You can see his profile here:
<http://www.sci.toho-u.ac.jp/is/lab/shiraki_lab/shiraki.html>

I didn't really get much from it even with some assistance, but the very first
part is a quick dialogue about a universe king and a neighbor universe king
exchanging New Years gifts. Section 7 is about the そっくりハウス and goes with the
page you linked, but ends by saying something about the multiplicative and
additive rotational properties have something to do with the different
universes seeing each other. He compares the girl's excitement to Mochizuki's
upon discovering the identical house inside of a house.

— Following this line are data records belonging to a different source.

PR #616, opened 2019-02-17
614 should throw argumentexception if hosturl isnullorwhitespace

### LINKED ISSUE #614: RestService.For<T>(string hostUrl) should throw InvalidArgumentException if hostUrl IsNullOrWhiteSpace

tstivers1990:
**This pull request must be merged after #615 due to changes to `Refit.Tests.InterfaceStubGenerator.GenerateTemplateInfoForInterfaceListSmokeTest`**

Closes #614


tstivers1990:
It seems `System.Uri` already throws exceptions when creating the `Uri` an invalid `string` is passed. Maybe it would be better to simply use the null coalescing operator for the `.TrimEnd()` added by #615 and let `System.Uri` handle validating the string? It simplifies the code and provides a more descriptive exception to the end user in my opinion.

tstivers1990:
Also worth noting is that if this PR is merged, it may be a breaking change. Users may have depended on the exceptions thrown by `System.Uri` and this change will break those users' code.

tstivers1990:
I've updated #615 to use the null-conditional operator so that this pull request can be made optional. Merging #615 without merging this pull request should be safe.

PR #634, opened 2019-03-09
Fix #625: xml output encoding don't match writer setting

### LINKED ISSUE #625: xml output encoding dose not follow  XmlWriterSettings encoding  setting
`XmlWriterSettings'` encoding  setting in `XmlContentSerializer`/`XmlReaderWriterSettings`  don't take effect, serialized xml `encoding` attribute always `utf-16`
```
<?xml version="1.0" encoding="utf-16"?>
<root>
</root>
```

lhyqy5:
fix #625


Refit/XmlContentSerializer.cs
```diff
@@ -26,12 +26,14 @@ public Task<HttpContent> SerializeAsync<T>(T item)
         {
             var xmlSerializer = new XmlSerializer(item.GetType(), settings.XmlAttributeOverrides);
 
-            using (var output = new StringWriter())
+            using (var stream = new MemoryStream())
             {
-                using (var writer = XmlWriter.Create(output, settings.XmlReaderWriterSettings.WriterSettings))
+                using (var writer = XmlWriter.Create(stream, settings.XmlReaderWriterSettings.WriterSettings))
                 {
+                    var encoding = settings.XmlReaderWriterSettings.WriterSettings?.Encoding ?? Encoding.Unicode;
```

Someone with better command could give a much better summary, but I'd
personally be more interested in the lecture Mochizuki gave himself on it
IUTeich last week (according to his site).

------
raverbashing
(ok, rant ahead)

I think mathematicians have a weird way of thinking about problems.

First-order logic for example: <http://en.wikipedia.org/wiki/First-
order_logic>

It's quirky to think, for example, on the natural numbers that 'exists an
operation + and a null element under that operation 0'

This is "very understandable" by humans, but very difficult to compute.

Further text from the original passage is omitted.